LAUSR

The lung microbiota have been found to be substantially altered in numerous pulmonary disorders, and crosstalk between the host pathophysiology and lung microbiota plays critical roles in the regulation of disease states. The aim of this study was to investigate dynamic changes in the lung microbiota during different stages of acute lung injury and acute respiratory distress syndrome (ALI/ARDS). Rats receiving an intraperitoneal administration of lipopolysaccharide (LPS) were sacrificed at 12 and 48 h after injection, and the hematological parameters, serum cytokine levels, and histological characteristics of the lung tissue and lung microbiota were assessed. After LPS injection, along with fluctuations of systemic cytokine levels and the onset and regression of pulmonary edema, the diversity, components, and functionalities of the pulmonary microbiota underwent significant dynamic changes. The volatility of the α-diversity indices narrowed after LPS injection, and the indices significantly decreased 48 h later.

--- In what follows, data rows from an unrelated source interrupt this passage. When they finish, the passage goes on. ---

PR #95, opened 2022-09-12
Allow editing of the Uploaded pubkey

ezr-ondrej:
This allows editing of the key or inserting it manually.

### DIFF
--- a/src/Components/Wizard/steps/Pubkeys/NewKeyForm.js
+++ b/src/Components/Wizard/steps/Pubkeys/NewKeyForm.js
@@ -47,13 +47,29 @@ const NewSSHKeyForm = ({ setStepValidated }) => {
       updateValidation('sshKeyBody', 'error');
     }
   };
+  const handleSSHKeyText = (text) => {
+    setWizardContext((prevState) => ({
+      ...prevState,
+      sshPublicKey: text,
+    }));
+    if (text === '') {
+      updateValidation('sshKeyBody', 'default');
+    } else {
+      updateValidation(
+        'sshKeyBody',
+        validatePublicKey(text) ? 'success' : 'error'
+      );
+    }
+  };
 
   const handleClear = () => {
     setWizardContext((prevState) => ({
       ...prevState,
-      sshPublicKey: undefined,
       sshPublicName: undefined,
+      sshPublicKey: undefined,
     }));
+    updateValidation('sshKeyName', 'default');
+    updateValidation('sshKeyBody', 'default');
   };
 
   const handleFileReadStarted = () => {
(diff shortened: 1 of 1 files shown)


src/Components/Wizard/steps/Pubkeys/NewKeyForm.js
```diff
@@ -95,12 +118,14 @@ const NewSSHKeyForm = ({ setStepValidated }) => {
         <FileUpload
           id="public-key-value"
           onDataChange={handleSSHKeyChange}
-          allowEditingUploadedText={false}
+          allowEditingUploadedText={true}
```
amirfefer, line 121: nit: you can remove the `true` assignment :)

src/Components/Wizard/steps/Pubkeys/NewKeyForm.js
```diff
@@ -95,12 +118,14 @@ const NewSSHKeyForm = ({ setStepValidated }) => {
...
+          onTextChange={handleSSHKeyText}
```
amirfefer, line 122: can't we use the `handleSSHKeyChange`? looks similar to me?

amirfefer (commented):
Thanks @ezr-ondrej, looks good to me, just a few nits

src/Components/Wizard/steps/Pubkeys/NewKeyForm.js
ezr-ondrej: false is default I believe, at least according to docs :)

src/Components/Wizard/steps/Pubkeys/NewKeyForm.js
ezr-ondrej: they differ, we do not want to upload invalid key, but we want to allow adding more text to a field that is not valid yet :)

src/Components/Wizard/steps/Pubkeys/NewKeyForm.js
amirfefer: I mean you don't need to specify the truth value in react component:
```js
<Component thruthyProp /> 
// equals 
<Component thruthyProp={true} />
```

ezr-ondrej: Ah! now I got it, sure it will look much better :)

src/Components/Wizard/steps/Pubkeys/NewKeyForm.js
ezr-ondrej: it might be similar and possible to join these methods, but I personally would introduce more bugs then if I write two xD

amirfefer (approved):
Thanks @ezr-ondrej  👍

The abundance of 18 genera and functionality of adenosine triphosphate–binding cassette (ABC) transporters, pentose phosphate, and bacterial chemotaxis pathways were found to significantly differ between specified time points. Several significant correlations between the components and functionalities of the lung microbiota and indicative symptoms of ALI/ARDS were also observed. Brevibacterium was correlated with cytokines tumor necrosis factor (TNF)-α, interleukin (IL)-10, and IL-6 and with hematological percentage of neutrophils (NEU%); Wnt, Notch, and chronic myeloid leukemia signaling pathways were correlated with IL-1β; mitogen-activated protein kinase (MAPK) signaling pathway–yeast was correlated with IL-10; and the pathways of ascorbate and aldarate metabolism and basal transcription factors were correlated with platelet-related indicators. The correlations between the lung microbiota and indicative symptoms of ALI/ARDS identified in this study support further investigation into the underlying mechanism of host–microbiota interactions during lung injury and repair.